Note that numpy may not use BLAS (this was done though as to avoid any hard dependencies on 3rd party libraries). I am not sure what you mean by putting the FLOP count below what's required. BLAS will still need O(N^3) operations for a NxN matrix multiplications, whether they are optimized or not. The biggest difference between libraries is usually in clever data organization/passing to use the cpu cache as efficiently as possible (memory throughput is usually the bottleneck until your data don't fit in RAM). You can easily gain one order of magnitude using MKL compared to a naive implementation in C (that you should never, ever do, BTW).

1 comments

> BLAS will still need O(N^3) operations for a NxN matrix multiplications, whether they are optimized or not.
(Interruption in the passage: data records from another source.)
PR #1440, opened 2026-08-13
fix(document): preserve Blob values through lens migrations

### LINKED ISSUE #1406: Lens-migrated documents corrupt Blob field values (double hex-encoded) because the migration path's schema-typed JSON-to-NormalValue coercion diverges from Go's Blob=String treatment
Found by a systematic Go-parity audit of `document-encoding`. Triage procedure: #1391.

## Divergence

Go treats a Blob field's value as an ordinary NormalValue String in every code path (one switch statement, client/document.go's NewNormalValue, groups FieldKind_BLOB with FieldKind_STRING). Rust's mutation-create path correctly mirrors this (query-plan/src/plan/mutation/create_conversions.rs:193-214 special-cases Blob to stay a String unless a test-only env var is set). But Rust's lens-migration/reindex path calls the generic json_to_normal_value_for_kind helper instead, whose Blob branch is `value.as_str().map(|s| NormalValue::Bytes(s.as_bytes().to_vec()))` -- it converts the hex-text field value into NormalValue::Bytes holding the literal ASCII bytes of the hex string itself (not hex-decoded).

## Consequence

Permanent, silent corruption of the Blob field's externally visible value for every subsequent read after a lens schema migration touches the document: users querying the field get a garbled double-hex-encoded string instead of their original data, with no error surfaced. Diverges from Go, which returns the original hex text unchanged through migrations.

## References

- **Rust:** crates/document/src/encoding.rs:171-173 (json_to_normal_value_for_kind, ScalarKind::Blob branch), consumed by crates/db/src/migration/helpers.rs:65-99 (json_to_native_value) and crates/db/src/migration/helpers.rs:105-136 (lens_doc_to_document), reached from crates/db/src/lensed_fetcher/migration.rs:307, crates/db/src/lensed_auto_commit_fetcher/migration.rs:332, and crates/db/src/migration/reindex.rs:218; corrupted value surfaces via crates/query-types/src/json_convert.rs:19,267-269 (bytes_to_json) used throughout crates/query/src/runner/*
- **Go v1.0.0 (`3de01484`):** client/document.go:272 (case FieldKind_NILLABLE_STRING, FieldKind_NILLABLE_BLOB, FieldKind_STRING, FieldKind_BLOB: return NewNormalString(v)) - Go's single JSON-to-NormalValue conversion switch, used uniformly for every write path including lens-transformed field updates

## Verification done

Confirmed the create-path (query-plan/src/plan/mutation/create_conversions.rs:193-214) deliberately routes Blob through json_to_normal_value (plain String), bypassing the buggy shared helper, so fresh document creation is correct and matches Go. Confirmed the cursor/index-selection call site (query-plan/src/planner/index_selection/values.rs:48) does not corrupt index keys because encode_string_ascending/encode_bytes_ascending in crates/storage/src/encoding/bytes.rs:14-52 produce identical key bytes for identical byte content regardless of NormalValue variant -- so the divergence is confined to CBOR document storage and JSON query output, not index seeking. Grepped tools/integration-test and crates/db/src/migration for any Blob+lens test coverage or documented pinning of this behavior -- none exists.

Classification: **Release blocker**. Confidence: high.

iverc:
Closes #1406.

## Problem

Lens migrations converted Blob hex text into `NormalValue::Bytes` containing the literal ASCII characters. After CBOR persistence and JSON conversion, values were hex-encoded a second time, so a value such as `00ff` became `30306666`. This silently changed stored document behavior and diverged from Go, which keeps Blob values as strings.

## What changed

- Treat Blob values as strings in the shared schema-aware JSON conversion path, matching fresh writes and Go behavior.
- Add regression coverage for lens materialization and the subsequent CBOR round trip.

## Validation

- [x] `cargo clippy -p document -p query-plan -p db --all-targets -- -D warnings`
- [x] `cargo test -p db blob_field_remains_hex_text_after_lens_materialization`
- [x] `cargo test -p document -p query-plan -p db`

### DIFF
--- a/crates/db/src/migration/helpers.rs
+++ b/crates/db/src/migration/helpers.rs
@@ -318,6 +318,30 @@ mod tests {
     }
 
     #[test]
+    fn blob_field_remains_hex_text_after_lens_materialization() {
+        let collection = Collection::new(CollectionVersion::new(
+            "Files",
+            "v2",
+            "files",
+            vec![FieldDescription::new("1", "data", FieldKind::blob())],
+        ));
+        let mut lens_doc = LensDoc::new();
+        lens_doc.insert("data".to_string(), serde_json::json!("00ff"));
+
+        let migrated = lens_doc_to_document(lens_doc, &Document::new(), &collection);
+        assert_eq!(
+            migrated.get("data"),
+            Some(&document::NormalValue::String("00ff".to_string()))
+        );
+
+        let persisted = Document::from_cbor(&migrated.to_cbor().unwrap()).unwrap();
+        assert_eq!(
+            persisted.get("data"),
+            Some(&document::NormalValue::String("00ff".to_string()))
+        );
+    }
+
+    #[test]
     fn lens_removed_field_is_returned_as_explicit_null() {
         let collection = Collection::new(CollectionVersion::new(
             "Users",
--- a/crates/document/src/encoding.rs
+++ b/crates/document/src/encoding.rs
@@ -165,12 +165,9 @@ pub fn json_to_normal_value_for_kind(
         ScalarKind::Float64 => value.as_f64().map(NormalValue::Float64),
         ScalarKind::Float32 => value.as_f64().map(|f| NormalValue::Float32(f as f32)),
         ScalarKind::Bool => value.as_bool().map(NormalValue::Bool),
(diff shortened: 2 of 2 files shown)


vertexclique (approved):

jackzampolin:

Why wouldn't they use an algorithm that is better than O(N^3)?

Two reasons: first, the matrix multiply algorithms with exponents less than three do not have the same numerical stability properties, which can introduce subtle bugs into software that was developed with the expectation of a "usual" O(n^3) multiplication being used. This makes it unsuitable for use in a general-purpose library.

Second, although algorithms with smaller exponents exist, there is more to high-performance than asymptotic complexity. In particular, the constant factors associated with these "fast" algorithms are typically large enough that there is no benefit to using them for "reasonable" matrix sizes.